EllisLab, Corp.
- Company type: Private
- Industry: Software & Programming
- Founded: Los Angeles (2001)
- Headquarters: Santa Barbara, California
- Key people: Rick Ellis, Founder and CEO Derek Jones, CTO/COO
- Products: ExpressionEngine CodeIgniter pMachinePro MojoMotor
- Revenue: Unknown
- Net income: unknown
- Website: http://ellislab.com/

= EllisLab =

American software development company

EllisLab was a software development company based in Santa Barbara, California.

In November 2018, the company was acquired by Digital Locations. In October 2019 the company was sold back to its founder and CEO Rick Ellis, who then closed the company after 17 years in business. Their flagship software product ExpressionEngine CMS was sold to Packet Tide, LLC a software development company headquartered in New York.

== Products ==

Since the company's founding in January 2002, it has released four different applications to the public.

The first, pMachine Pro, is no longer developed, but was weblog software that had both a free and a licensed version. pMachine's feature list was similar to other weblog software of the time, such as Movable Type, Geeklog, and LiveJournal.

=== ExpressionEngine ===

ExpressionEngine is the company's flagship software product. It is a general purpose content management system written in object-oriented PHP and using MySQL for data storage.
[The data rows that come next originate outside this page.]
PR #13279, opened 2026-02-08
fix: emit field name in clearErrors to enable shouldSubscribeByName filtering

### LINKED ISSUE #13277: issue: clearErrors(name) does not emit signal name -> breaks shouldSubscribeByName filtering, causes broad rerenders
### Version Number

7.71.1

### Codesandbox/Expo snack

https://codesandbox.io/p/sandbox/reverent-dawn-27ln9h

### Steps to reproduce

1. Create a form with at least two fields (e.g. `a` and `b`) using `useForm`.
2. Render two child components which each call `useFormState({ control, name: '<fieldName>', exact: true })` and access `formState.errors` (e.g. to display / compute a field error).
3. Trigger an error on field `a` (e.g. required / minLength) so `errors.a` exists.
4. Call `clearErrors('a')` (or via a button).
5. Observe: both components re-render / receive the update, not just the one for `a`.

### Expected behaviour

Only subscribers for the cleared field(s) should be notified. In other words, `clearErrors('a')` should not cause components subscribed to other field names (e.g. `b`) to re-render, when `exact: true` is used.

_No response_

### Relevant log output

```shell
`clearErrors('a')` emits a formState update without a `name` signal, so `shouldSubscribeByName(...)` cannot filter and all `errors` subscribers are notified, causing broad re-renders.
```

### Code of Conduct

veeceey:
## Summary
Fixes #13277

When `clearErrors(name)` is called with a single field name, it now includes the `name` in the state update notification. This allows `shouldSubscribeByName` to properly filter subscribers, preventing unnecessary re-renders for components that subscribe to other fields with `exact: true`.

## Changes
- Modified `clearErrors` function in `src/logic/createFormControl.ts` to emit the field name when clearing a single error
- When clearing multiple errors or all errors, continues to emit without a name (maintains backward compatibility)

## Behavior
**Before:**
```typescript
// Component subscribed to field 'b' with exact: true
clearErrors('a') // Both 'a' and 'b' components re-render
```

**After:**
```typescript
// Component subscribed to field 'b' with exact: true  
clearErrors('a') // Only 'a' component re-renders
```

## Testing
- All existing tests pass (1036 tests)
- TypeScript type check passes
- No breaking changes, as the function continues to work for all existing use cases

## Note
This change makes `clearErrors` consistent with `setError`, which already includes the name in its state notification for single-field operations.

### DIFF
--- a/src/logic/createFormControl.ts
+++ b/src/logic/createFormControl.ts
@@ -982,14 +982,30 @@ export function createFormControl<
   });
 
   const clearErrors: UseFormClearErrors<TFieldValues> = (name) => {
-    name &&
-      convertToArrayPayload(name).forEach((inputName) =>
-        unset(_formState.errors, inputName),
-      );
+    if (name) {
+      const names = convertToArrayPayload(name);
+      names.forEach((inputName) => {
+        unset(_formState.errors, inputName);
+      });
 
-    _subjects.state.next({
-      errors: name ? _formState.errors : {},
-    });
+      // Emit notification for each cleared field when array is provided,
+      // or single notification when a single field name is provided
+      if (names.length === 1) {
+        _subjects.state.next({
+          name: names[0],
+          errors: _formState.errors,
+        });
+      } else {
+        // For multiple names, emit without name to notify all subscribers
+        _subjects.state.next({
+          errors: _formState.errors,
+        });
+      }
+    } else {
+      _subjects.state.next({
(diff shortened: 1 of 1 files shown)


veeceey:
Closing this PR as the fix has already been merged via #13280. Thanks!

bluebill1049:
Appreciate the effort on the fix!

PR #13280, opened 2026-02-09
fix(clearErrors): emit name signal for targeted field updates

### LINKED ISSUE #13277: issue: clearErrors(name) does not emit signal name -> breaks shouldSubscribeByName filtering, causes broad rerenders

kaigritun:
## Problem

When `clearErrors(name)` is called with a specific field name, the state emission does not include the `name` property. This causes `shouldSubscribeByName` to fail at filtering updates, resulting in all `errors` subscribers being notified and causing unnecessary re-renders.

Fixes #13277

## Solution

When clearing specific field error(s), emit the state update with the `name` property for each cleared field. This allows `shouldSubscribeByName` to properly filter updates so that only subscribers for the cleared field(s) are notified.

**Before:**
```typescript
_subjects.state.next({
  errors: name ? _formState.errors : {},
});
```

**After:**
```typescript
if (names) {
  // Emit for each cleared field with the field name
  names.forEach((inputName) => {
    _subjects.state.next({
      name: inputName,
      errors: _formState.errors,
    });
  });
} else {
  // Clear all errors - emit without name to notify all subscribers
  _subjects.state.next({
    errors: {},
  });
}
```

## Changes

1. Updated `clearErrors` in `createFormControl.ts` to emit with `name` property for targeted clears
2. Added test case verifying that `clearErrors('a')` doesn't cause components subscribed to field `'b'` with `exact: true` to re-render

## Testing

- All existing tests pass (1037 tests)
- New test case specifically validates the fix for #13277

### DIFF
--- a/src/__tests__/useForm/clearErrors.test.tsx
+++ b/src/__tests__/useForm/clearErrors.test.tsx
@@ -8,7 +8,9 @@ import {
   waitFor,
 } from '@testing-library/react';
 
+import type { Control } from '../../types';
 import { useForm } from '../../useForm';
+import { useFormState } from '../../useFormState';
 
 describe('clearErrors', () => {
   it('should remove error', () => {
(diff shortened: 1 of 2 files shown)


bluebill1049 (approved):

MichaelDeBoey:
I'm not making any claims about the quality of their work, but I wanted to let you know that @kaigritun is a fully-autonomous non-human actor
https://socket.dev/blog/ai-agent-lands-prs-in-major-oss-projects-targets-maintainers-via-cold-outreach

bluebill1049:
Thanks for the heads-up! Much appreciated.

PR #13289, opened 2026-02-24
🍖 enhance getEventValue to handle file inputs

ZUR1C4T0:


bluebill1049:
what's the use case try to improve here?

ZUR1C4T0:
> what's the use case try to improve here?

## Context

I am migrating my project from native HTML elements to :contentReference[oaicite:0]{index=0} components. Because of this, I changed from using the `register` method of `useForm()` to using the `Controller` component.

When I migrated the file input field, I found that its value was not updated correctly in the form. This caused an error in my zod schema, which was working fine before. Previously, the input returned a `FileList` object when using `register`.

## Problem

While debugging, I followed the execution flow from the `onChange` method and found a function that extracts the value from the event.

This function works correctly for checkbox inputs (using `event.target.checked`), but not for file inputs.

For file inputs, the correct value is in `event.target.files`, but since the input is not a checkbox, the function returns `event.target.value` by default.

## Workaround in my code

To fix this in my project, I had to manually pass the correct value (`event.target.files`) to the `onChange` handler:

```tsx
<Controller
  name="logo"
  control={form.control}
  render={({ field: { value, onChange, ...field }, fieldState }) => (
    <Field data-invalid={fieldState.invalid}>
      <FieldLabel htmlFor="logo">
        Logo de la feria <span className="text-destructive">*</span>
      </FieldLabel>
      <Input
        {...field}
        type="file"
        id="logo"
        accept="image/png, image/jpeg, image/jpg"
        aria-invalid={fieldState.invalid}
        onChange={(e) => onChange(e.target.files)} // <-- HERE
        required
      />
      {!fieldState.invalid ? (
        <FieldDescription>Tamaño máximo de 5MB.</FieldDescription>
      ) : (
        <FieldError errors={[fieldState.error]} />
      )}
    </Field>
  )}
/>
```

## Proposal

This pull request updates the value extraction logic to correctly handle file inputs by using `event.target.files` instead of `event.target.value`.

## Notes

I am not fully sure if this change could introduce conflicts in other cases, so this is just a proposal.

The change passed the existing tests, but I am not sure if we should add new tests to cover scenarios like file inputs with Controller.

bluebill1049 (approved):

PR #13312, opened 2026-03-15
fix: memoize control in HookFormControlContext to prevent render conflicts (#13272)

olagokemills:
## Proposed Changes

This PR resolves a race condition introduced in v7.71.0 where [Controller](cci:1://file:///Users/djunehor/Sites/react-hook-form/src/useController.ts:25:0-260:1) components could receive mismatched context values mid-render, leading to the error: `'Cannot update a component (Controller) while rendering a different component (Controller)'`.

The issue occurred when swapping between different [FormProvider](cci:1://file:///Users/djunehor/Sites/react-hook-form/src/useFormContext.tsx:54:0-157:2) instances (e.g., conditionally rendering between 'Submit' mode and 'Review' mode views). Previously, `HookFormControlContext` was receiving the `control` object separately from the main `HookFormContext` memoization, causing a timing mismatch during React reconciliation.

The fix ensures atomic context updates by deriving the `control` value from the same memoized object used for the main `HookFormContext`. I've also rewritten the regression tests to accurately simulate the reported bug by conditionally rendering separate [FormProvider](cci:1://file:///Users/djunehor/Sites/react-hook-form/src/useFormContext.tsx:54:0-157:2) instances.

Fixes #13272

## Type of change

- [ ] New feature (non-breaking change which adds functionality)
- [ ] Breaking change (fix or feature that would cause existing functionality to not work as expected)
- [ ] This change requires a documentation update

## Checklist:


bluebill1049:
can you check out the comments?

olagokemills:
Hi @bluebill1049, I've addressed the review comments in the latest commit:

- **Atomicity of Context Updates**: Refactored [FormProvider](cci:1://file:///Users/djunehor/Sites/react-hook-form/src/useFormContext.tsx:54:0-157:2) to derive the `control` context value from the same `useMemo` block used for the main form context. This ensures both contexts update atomically during the same render, correctly addressing the timing mismatch without using a no-op `useMemo`.
- **Updated Regression Test**: Rewrote the test to conditionally render two separate [FormProvider](cci:1://.src/useFormContext.tsx:54:0-157:2) instances. This correctly simulates the reconciliation path reported in #13272, which was previously missed by just swapping props on a single instance.
- **Validation Complete**: Verified locally that all tests pass and the "Cannot update a component while rendering" warnings are no longer thrown in both the conditional-rendering and prop-swapping scenarios.

bluebill1049:
Thanks, i will check.

bluebill1049 (approved):

idrisakmal:
thank you @bluebill1049 @olagokemills for this PR. Looking forward for the next release

PR #13318, opened 2026-03-19
🐞 fix: isNameInFieldArray should check all ancestor paths for nested field arrays

shahmir-oscilar:
## Summary

Fixes #13317

`isNameInFieldArray` only checks the first `.\d+` segment via `getNodeParentName`, which returns the wrong parent for field arrays nested under numeric path segments.

For a Controller at `steps.0.items.2.name`, `getNodeParentName` returns `steps` (first `.\d+` match) instead of `steps.0.items`. Since `steps` is not in the field array name set, `isArrayField` is `false`, and the `useController` name-change cleanup from #13041 incorrectly unregisters the shifted field path — wiping the form store values for that item.

Top-level field arrays (e.g., `items.0.name` → parent `items`) are unaffected because the first `.\d+` segment happens to be the correct one.

## Fix

Changed `isNameInFieldArray` to iterate over all `.\d+` segments in the path and check each prefix against the field array name set, instead of only checking the first.

## Reproduction & verification

**Bug repro (official 7.63.0+):** https://codesandbox.io/p/sandbox/fjl9t6

**Fix verified:** https://codesandbox.io/p/sandbox/react-hook-form-data-loss-bug-fixed-3x2g3d

---

*Co-authored with [Claude Code](https://claude.ai/code)*


shahmir-oscilar:
@bluebill1049 Could you take a look at this when you get a chance?

This issue affected our code when we upgraded from 7.51.2 to latest (the repro is based on our actual usage), and we had to downgrade to 7.62.0 to resolve it.

Thank you so much!

src/logic/isNameInFieldArray.ts
```diff
@@ -1,6 +1,18 @@
...
+  const pattern = new RegExp(FIELD_ARRAY_INDEX_PATTERN.source, 'g');
+  let match;
+  while ((match = pattern.exec(name)) !== null) {
+    const parentName = name.substring(0, match.index);
+    if (names.has(parentName)) {
+      return true;
+    }
+  }
+  return false;
+};
```
bluebill1049:
```suggestion
export default (names: Set<InternalFieldName>, name: InternalFieldName) =>
  name
    .split('.')
    .some(
      (part, i, arr) =>
        !isNaN(Number(part)) && names.has(arr.slice(0, i).join('.')),
    );
```

src/logic/getNodeParentName.ts
```diff
@@ -1,2 +1,4 @@
+export const FIELD_ARRAY_INDEX_PATTERN = /\.\d+(\.|$)/;
+
 export default (name: string) =>
-  name.substring(0, name.search(/\.\d+(\.|$)/)) || name;
+  name.substring(0, name.search(FIELD_ARRAY_INDEX_PATTERN)) || name;
```
bluebill1049: we can revert this change.

src/logic/isNameInFieldArray.ts
shahmir-oscilar: Done!

src/logic/getNodeParentName.ts
shahmir-oscilar: Done

bluebill1049 (approved):

PR #13322, opened 2026-03-21
🐞 fix: #13320 formState.isValid incorrect on Controller re-mount

candymask0712:
to resolve #13320

Hello. I have created this PR to fix the issue where formState.isValid stays incorrect when a Controller
with validation rules re-mounts. 😁

### Issue

`formState.isValid` remains true when a Controller with a required rule unmounts and re-mounts via
conditional rendering (e.g., checkbox toggle).

### Cause

The register function's if (field) branch (re-registration path) only calls `_setDisabledField()` — it never
calls `_setValid()`. So after re-mount, the form's validity is not re-evaluated.

### Solution

Added `_setValid()` call in the register function when a previously unmounted field is re-registered. A
`_registerFromRef` flag prevents false positives from the ref callback cycle during normal re-renders.

### Changes

- Added re-mount detection and `_setValid()` call in register function (`createFormControl.ts`)
- Added `_registerFromRef` flag with try-finally to distinguish ref callback calls
- Added test case reproducing the exact issue scenario

### DIFF
--- a/src/__tests__/useController.test.tsx
+++ b/src/__tests__/useController.test.tsx
@@ -1514,4 +1514,78 @@ describe('useController', () => {
     rerender({ control: form1Result.current.control });
     expect(result.current.field.value).toBe('form1-value');
   });
+
+  it('should update isValid when Controller with required rule re-mounts via checkbox toggle', async () => {
+    type FormValues = {
+      items: { checked: boolean; input: string }[];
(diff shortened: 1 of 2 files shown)


bluebill1049:
huge effort on finding out the root cause and giving a fix! Thank you so much @candymask0712

PR #13299, opened 2026-03-10
🐞 fix: prevent useFieldArray from marking unrelated fields as dirty

6810779s:
## Proposed Changes

**Problem**

When `useFieldArray` methods (`append`, `remove`, etc.) are called, unrelated fields (`name`, `age`, etc.) incorrectly appear in `dirtyFields`, even though they were never modified by the user.

This happens because `_setFieldArray` replaces the **entire** `_formState.dirtyFields` object with the result of `getDirtyFields(_defaultValues, _formValues)`, which includes `false` entries for all non-dirty fields.

```js
// Before: after append() — name and age were never touched
dirtyFields = { name: false, age: false, items: [{ value: true }] }
```

**Solution**
Instead of replacing the entire `dirtyFields` object, only update the root field array portion using `set()` and `get()`. For nested field arrays (e.g., `test.0.keyValue`), the root name (`test`) is extracted to ensure sibling fields within the same array item are properly included in `dirtyFields`, while unrelated top-level fields remain unaffected.

```js
// After: only the field array portion is updated
dirtyFields = { items: [{ value: true }] }
```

ExpressionEngine is free and open-source software, licensed under Apache License, Version 2.0.

Sites built with ExpressionEngine use a number of custom channels, usually each containing a number of different fields. Channels typically represent different types of information, allowing a user to have a channel for single pages, blog posts, products, job vacancies, and other elements. Its flexibility and accessible templating language has made the system popular among web designers not skilled in server-side programming.

=== CodeIgniter ===

CodeIgniter is an open-source software web framework for building dynamic web sites with PHP, with particular emphasis on a small footprint. CodeIgniter is loosely based on the popular model–view–controller (MVC) development pattern.

EllisLab released the first public version of CodeIgniter on February 28, 2006. In October 2014, at the ExpressionEngine Conference in Virginia, EllisLab CEO Derek Jones announced that the company had transferred CodeIgniter to the British Columbia Institute of Technology. The new entity now maintains the PHP framework, which is no longer an EllisLab product.

=== MojoMotor (discontinued) ===
MojoMotor was a lightweight alternative to ExpressionEngine released in July 2010, developed by EllisLab. MojoMotor was made to create easy-to-edit, brochure-like sites that use almost entirely static pages. MojoMotor was retired in November 2015 and no longer receives updates or technical support.